On the occasion of my reaching the “double 8” landmark of octogenarianism, any “words of wisdom” that I could share would seem superfluous since there are so many of us ‘20s- and ‘30s-born still around!
There are a great number of folks celebrating not only their 80s and 90s but the 100 mark — with a handful of up to (and over) 70 years of marriage making headlines as well. It would seem that Tom Brokaw’s “The Greatest Generation” was referring as much to hardiness as accomplishment!
Nonetheless, my 88-year stint on earth thus far has been important at least to me and mine, and I am grateful that my six children, six grandchildren, and five great-grandchildren have weathered the years in health and a modicum of prosperity. My deep and abiding love for all of them is enough for me to accept the few negatives during the years since March 5, 1930.
All my residences since birth in Coeur d’Alene have been within a 100-mile radius of each other: Cd’A, Twin Lakes, Spokane, Hauser Lake, and finally, Sandpoint since 1980. The Rocky Mountain area has ever been my home and the many happy years of exploration among the peaks and valleys of eastern Washington, northern Idaho and western Montana are still bright in Technicolor memory of adventures within them.
Adventures small and large, I might add, since many of them consisted of simple pleasures – coming upon a flush of Morels on a late spring hike; watching the antics of a Water Ouzel or Dipper bird (Cinclus mexicanus) running underwater at Light-ning Creek, turning over pebbles and sand while looking for food; following bunny tracks in snow to a sudden stop as though it had disappeared into thin air – which it had, for the slight flurry in the snow at the end of tracks indicated that an owl had dropped upon the hapless rabbit and lifted it away. Nature can also be poignant.
I recall the many interplays with chipmunks, including the time I was sitting “on stand” during deer season. I didn’t really want to kill a deer, but we were hunting after all, so I sat on a boulder against a small tree, waiting.
I was so still that a curious chipmunk decided to “explore” me. It hopped onto my arm, moved up to the elbow and finally to my shoulder.

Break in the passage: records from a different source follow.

PR #728, opened 2017-08-25
Alters input screen and adds raidEgg switch

nahojjjen:


nahojjjen:
Changes the alignment of the Species text, so there isnt a lot of whitespace.

Makes the normal input area become invisible when the user enters the additional refinement section

Adds a switch for egg/raid catches, that removes combinations where an iv value is below 10.


(The second screenshot has a misspelling that Ive fixed after taking the screenshot, and I also made the switch text the same color as the checkboxes)

nahojjjen:
And I also added a text-indicator next to the level input that shows a numeric value of the current choice.

PR #733, opened 2017-08-31
Update gradle to last version in Android Studio

MARTINI1:
when using android studio with this project all the time I get the notice to update the version of gradle and I have decided to modify it so that it is updated


thearaks:
Ok for me, this solves the outdated Gradle plugin version in Android Studio 2.3.
This will fix the annoyng warning until Android Studio 3.0 stable will be released!

PR #743, opened 2017-09-08
More hardcode text to strings.xml (now with many more)

MARTINI1:
extracted a very beast amount of hardcoded text and tested to see if everything works fine

if you want to test I share the apk with the changes made in this PR:
https://drive.google.com/file/d/0B8YGb9eCs7lQdEoxMVFQSU1qWGs/view?usp=sharing


thearaks:
Even if I'd correct some minor things here and there, I'd merge this since it's a huge improvement from the current situation of recalibration and clipboard functionalities localization!

PR #746, opened 2017-09-12
Corrections and other tweaks in tokens and strings

MARTINI1:
- Revert change in tools:text L43 from activity_ocr_calibration_result.xml
- Extract names tokens to strings.xml
- Fix english tips


thearaks:
Very nice work.
+1 for me!

PR #749, opened 2017-09-17
Improved the OcrCalibrationResult screen and others fixes

MARTINI1:
now it is easier to understand if the calibration has gone well or there is something wrong
also have made some arrangements like improve strings, improve the status bar, add a button back to the game when the calibration goes wrong and have been fixed 2 warnings

# **v2 of OcrCalibrationResult**


nahojjjen:
Looks great

PR #787, opened 2017-10-11
GoIV tutorial

MARTINI1:


nahojjjen:
This needs more work before its merged into master, but I'm merging into the addTutorial branch, so more people can work with it.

Carefully, I reached into my pocket for a peanut and lifted it to my shoulder, whereupon the chipmunk – rather than running away, took it and proceeded to crack and nibble at the shell.
His furry little body was tickling against my cheek and I couldn’t take it any longer: I carefully laid down my rifle, reached up and tickled his furry little chest. He lifted his head as though to let me scratch his chin, which I did. I must have spent a good half-hour with that adorable little fellow and coincidentally, never saw a deer. It was one my favorite hunts!

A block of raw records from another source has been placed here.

PR #788, opened 2017-10-12
optimized GoIV with some fixes and improvements

MARTINI1:
apart from it said in the title, I solved the disappearance of the share button

### DIFF
--- a/app/src/main/java/com/kamron/pogoiv/Pokefly.java
+++ b/app/src/main/java/com/kamron/pogoiv/Pokefly.java
@@ -767,7 +767,7 @@ public class Pokefly extends Service {
     }
 
     /**
-     * Creates and initializes the level seekbarr in the evolution and powerup prediction section in the results
+     * Creates and initializes the level seekbar in the evolution and powerup prediction section in the results
      * screen.
      */
     private void createExtendedResultLevelSeekbar() {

My most UN-favorite hunt was one with Daddy when I was 17 and a senior at Coeur d’Alene High School. We were walking together through the forest, talking quietly, when we saw something strange and went to inspect it. It appeared to be a mass of fur until up close we saw it was a bobcat which had been caught in a trap. The ground all around was torn up and the poor dead creature must have suffered terribly: it had chewed at its leg to release itself from the cruel jaws of the trap, but to no avail. It had died there in agony – and obviously some time ago. Which means that the trap-setter had not checked his “weapon of choice” for some weeks. I was devastated and cried hysterically. Daddy was furious. He had always despised trapping for furs as a shameful practice, along with the fact that no one knows what creature could be caught in them – including dogs.

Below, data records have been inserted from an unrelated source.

PR #65, opened 2021-02-09
feat(cookies): add option to store token in cookies

dwojno:


src/auth/jwt.strategy.ts
```diff
@@ -3,12 +3,21 @@ import { PassportStrategy } from '@nestjs/passport';
...
+import { Request } from 'express';
 
 @Injectable()
 export class JwtStrategy extends PassportStrategy(Strategy) {
   constructor(configService: ConfigService) {
     super({
-      jwtFromRequest: ExtractJwt.fromAuthHeaderAsBearerToken(),
+      jwtFromRequest: ExtractJwt.fromExtractors([
+        ExtractJwt.fromAuthHeaderAsBearerToken(),
+        (req: Request) => {
```
jrhender, line 14: Nice, I guess the multipleExtractors means that this is backwards compatible with `iam-client-lib` versions that were sending the jwt as a bearerToken?

jrhender (approved):

src/auth/jwt.strategy.ts
dwojno: Yes it is, that was the main goal :)

PR #66, opened 2021-02-11
feat(subOrgs): get org subOrgs hierarchy

dwojno:


kim-energyweb (approved):
LGTM

src/organization/organization.service.ts
```diff
@@ -299,4 +300,58 @@ export class OrganizationService {
...
+          subOrgs: await this.getDefinitionForOrgs(org.subOrgs),
+        })),
+      )
+    );
+  }
+
+  public async getOrganizationNestedSubOrgs(namespace: string) {
+    const res = await this.dgraph.query(`
+    {
+      orgs(func: eq(namespace, "${namespace}")) @filter(type(Org)) @recurse(depth: 20, loop: true) {
```
jrhender, line 340: Cool, I didn't know about this `@recurse` functionality. Why the need to loop? I would think there wouldn't be loops in the organization hierarchies

src/organization/organization.service.ts
```diff
@@ -299,4 +300,58 @@ export class OrganizationService {
...
+    return definition;
+  }
+
+  private getDefinitionForOrgs(orgs?: Organization[]) {
+    return (
+      orgs &&
+      Promise.all(
+        orgs.map(async org => ({
+          ...org,
+          definition: await this.getOrgDefinitionByUid(org.definition.uid),
```
jrhender, line 330: Why do you need to get the OrgDefinition again? It seems like a bunch of the data (ie. uid, name, owner, namespace, definition) is being retrieved already in `getOrganizationNestedSubOrgs`?

src/organization/organization.service.ts
```diff
@@ -299,4 +300,58 @@ export class OrganizationService {
     };
     return json?.Data?.[0]?.['subOrgs'] || [];
   }
+
+  private async getOrgDefinitionByUid(uid: string) {
```
jrhender, line 304: Minor thing, but would be nice to have private methods after public in the file

jrhender (approved):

I have never forgotten that terrible experience and still cringe when I see the current “classes” offered for trappers in the newspaper. I strongly feel this anachronistic practice should be outlawed. Why should people profit from the cruel act of killing and skinning the fur from the bodies of our dwindling and precious woodland creatures for sale to thoughtless, uncaring people in other countries? Why, in fact, would any self-respecting person wear such reminders of wanton waste of wildlife when perfectly beautiful faux furs are available on the market? At the very least, the Fish and Game department should show on-site pictures of animals which have been killed in traps. Perhaps one or two people at least might realize the enormity of what they are planning.
OK, that’s my big belly-ache that old folks get to vent on their birthdays. Our world is, indeed in a sad state – especially as regards the environment, and people are becoming more and more self-absorbed: cell-phones always at the ear – whether in the car or on the street – “selfies” predominating, “virtual” reality chosen over actuality; it’s so sad how afraid people are.
We must all remember we are not alone; there is a Loving Presence available for recourse. Some people find its solace in church; others perhaps on the ski slopes or boating; I, as many others, I’m sure – find mine in the forest and my own small at-home sanctuary gardens. I have truly and literally been recognized and “blessed” by bumble-bees, wild violets, butterflies, Chickadees – and yes, even the wild turkeys and the deer that I have helped though this mean and merciless snowy winter. They see me – with my offerings of sunflower seeds, carrots and apples — as a provider of safety and comfort – thereby rewarding me with the great gift of trust. We must remember that the same Hand that created us created them.
May all our future birthdays see more happiness, trust and beauty. Spring will come!